EC2 Spot Instances for background jobs. Cron jobs, image conversions, reports — anything that may be interrupted and restarted runs on EC2 Spot Instances at around 30 percent of the regular on-demand price. The precondition is clean job idempotency, which is good engineering hygiene anyway.

We build a dedicated cost dashboard and a cost-anomaly alert for every client. A test EC2 instance left running in a sandbox region or a runaway loop surfaces within hours, not on next month's invoice.

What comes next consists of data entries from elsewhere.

PR #209, opened 2026-06-06
feat(cli): add serve --visibility-timeout-ms (#91, refs #133)

ELares:
## What

How long a delivered message stays in flight before it may redeliver used the hardcoded lease default (30 s) in `serve`. Expose `--visibility-timeout-ms <n>`, which also unblocks driving the redelivery and dead-letter paths **fast** in an end-to-end test (#133, where the 30 s default is impractical).

- Threads through `ServeConfig` -> `open_disk_engine` into `LeaseConfig::from_millis` (default 30000 ms). The lease hard cap is derived as `max(5 minutes, visibility)`, so it is never below one redelivery window.
- Rejected at `0` (a hot redelivery loop) as a usage error.
- The serve-flag validation is extracted into a `validate_serve_config` helper so `run_serve` stays within the `too_many_lines` lint. Unix-only consts (`DEFAULT_HARD_CAP_MS`) are `#[cfg(unix)]`-gated to keep the non-Unix build dead-const-free (the #206 lesson).

## Testing

- `serve_rejects_a_non_numeric_visibility_timeout` and `serve_rejects_a_zero_visibility_timeout`.
- The on-disk round-trip test threads through the new `open_disk_engine` signature.

refs #91
refs #133

### DIFF
--- a/CHANGELOG.md
+++ b/CHANGELOG.md
@@ -7,6 +7,7 @@ to follow Semantic Versioning once it reaches a tagged release.
 ## [Unreleased]
 
 ### Added
+- `ironbus serve --visibility-timeout-ms <n>` (#91): tune how long a delivered message stays in flight before it may redeliver (default 30000 ms), instead of the hardcoded lease default. Must be at least 1 (a zero window is a hot redelivery loop). The lease hard cap is derived as the larger of 5 minutes and the visibility window, so it is never below one redelivery window.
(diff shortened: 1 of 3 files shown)


ELares:

Independent skeptical reviewer focused on the cross-platform cfg-gating (the #206 lesson), the `validate_serve_config` refactor, and the lease flow. **No defects found.**

Verified: `DEFAULT_VISIBILITY_MS` is non-gated (used in non-gated `run_serve`), `DEFAULT_HARD_CAP_MS` is correctly `#[cfg(unix)]`-gated (referenced only from unix `open_disk_engine`, never from `run_serve`), so the Windows build has no E0425 and no dead-const, confirmed by CI (`test (windows-latest)` green). The `validate_serve_config` extraction preserves all five checks in order before the broker opens; `visibility_ms` threads into `LeaseConfig::from_millis` with no transposition and `hard_cap = max(300000, visibility) >= visibility` always holds; `open_disk_engine` is 6 args (under the limit); no panics on the parse path.

CI 12/12 green on `ab6fbc2`.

What a typical TYPO3 stack looks like with us

So this does not stay abstract, here is the architecture we currently roll out for mid-market TYPO3 11 LTS platforms (and the first pilot setups on the upcoming v12):

• A dedicated VPC per client, with private subnets for application and database, public subnets only for the load balancers.
• For the PHP workers, one of two variants depending on the client setup: either EC2 instances in an Auto Scaling Group behind an Application Load Balancer with AMIs built and versioned via Packer in CI, or Amazon EKS with the PHP workers as a Deployment behind the AWS Load Balancer Controller. Both scale on CPU and request metrics.
• Amazon RDS for MySQL as the managed database, Multi-AZ, automated snapshots with 35 days retention plus daily logical backups into a separate S3 bucket.
• S3 for file uploads and backup archival, lifecycle policies into S3 Glacier Deep Archive after three months.
• CloudFront in front of all static delivery plus the TYPO3 frontend; HTTP caching with a defined Vary header, signed URLs for protected downloads.
• Route 53 for DNS with health checks, so that a partial regional disruption does not lead to complete unavailability.
• Secrets Manager for database credentials and external API keys, automatic rotation where possible.

The infrastructure of this stack lives as a Terraform module in the client repository and rolls out via GitLab CI. A new environment — staging, demo, integration — is a matter of minutes, not weeks.

What we have learned in operations

Three observations from the day-to-day that are on no vendor's slide.

Multi-AZ does not pay off in disaster, it pays off at patch time. RDS Multi-AZ is not primarily protection against a failed data centre — that rarely happens in Frankfurt — but it lets us run minor and major database upgrades through a failover window of a few seconds. We simply do not have this property on a classical root server.

IAM discipline is an investment with delayed payoff. The first three months in which you consistently work with roles, tightly scoped policies and permission boundaries feel like overhead. By the third incident in which a colleague did not copy long-lived keys into the wrong Slack channel, the payoff is visible.

Cost surprises come from data egress, not from compute. The biggest unexpected items on an AWS bill are usually not compute, but data transfer out of AWS. Anyone putting CloudFront correctly in front of the frontend keeps the expensive egress small. We check that actively on every new project.

Conclusion

AWS is not the right choice if the only lever is the hourly price of a small virtual machine. Anyone wanting to run a TYPO3 platform with productive load, serious backup requirements and a defensible GDPR position gets structurally further today with AWS than with classical web hosting. These are exactly the clients we support — from the architecture decision to running operations.